With an estimated value between 200 bn – 300 bn won ($167 m – $250 m) the Korean audiobook market pales beside the giants of the industry, China and the US, which Deloitte asserts controls 75% of the global ebook market.

Deloitte forecasts the global audiobook market will grow by 25% this year, to around $3.5 billion with a further $1 billion attributable to the podcasting sector.

Just how much Deloitte attributes that growth potential to the US and China rather than the smaller markets is not clear.

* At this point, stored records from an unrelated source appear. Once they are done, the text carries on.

PR #135, opened 2022-02-20
Feature/load test

collijk:
### Description

- *Category*: feature
- *JIRA issue*: [MIC-2357](https://jira.ihme.washington.edu/browse/MIC-2357)

This adds a new `test` command to psimulate that takes a `test_type` argument 
("sleep" is the only current valid option). Example usage:
```
psimulate test sleep -n 10 -vv --pdb   
```
which will launch ten jobs that sleep for a random amount of time between 5 and 10
seconds (the test_types themselves are not parameterizable outside changes
in the code right now).  

Because this is the feature that also makes integration testing possible, 
it also has all the bugfixes from the bugs I introduced in the refactor.  Sorry!

I'm playing a little fast and loose here. Things need docstrings and I'm passing 
around or relying on some raw string data. There are also several more kinds 
of tests to add and then the corresponding fixes we can make with the results
of the tests.  I'm going to delay fixing those issues for a bit while I do integration 
testing with ciff and  mnch and then pivot to the slurm transition.  

### Testing
This is the test!


albrja (approved):

mattkappel (approved):

src/vivarium_cluster_tools/psimulate/worker/load_test_work_horse.py
```diff
@@ -0,0 +1,60 @@
...
+        logger.exception("Unhandled exception in worker")
+        job = get_current_job()
+        job.meta["root_exception"] = format_exc()
+        job.save_meta()
+        raise
+    finally:
+        logger.info(f"Exiting job: {job_parameters}")
+
+
+def sleep_test(job_parameters: JobParameters) -> pd.DataFrame:
```
beatrixkh, line 49: So this is #1 in the ticket's listed test types, and we'll open other tickets for some of these other examples?

```
1. Start a job, sleep for passed in # seconds (as a parameter); Return an empty data frame 
2 .Starts and generates a numpyarray (to consume memory); Returns an empty data frame if successful
3. Starts and generates a data frame with large qty of long column names and returns them (something that looks like multiple myeloma) - "SwampMonster"
Others
```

But what we do know is that collectively the emerging markets show a lot of promise as publishers slowly get on board the digital audio bandwagon and make content available.

As always with digital it’s a chicken and egg problem, and often it takes a bold move by one or more players to make a show-of-faith investment to kickstart a new digital sector like this.

And lately that player has been the Sweden-based digital books subscription service Storytel, currently in 20 markets, and with ambitions to double that by 2023.

Storytel launched in South Korea, its third Asian market after India and Singapore, in late 2019.

This year it will launch in Thailand, followed by Indonesia in 2021.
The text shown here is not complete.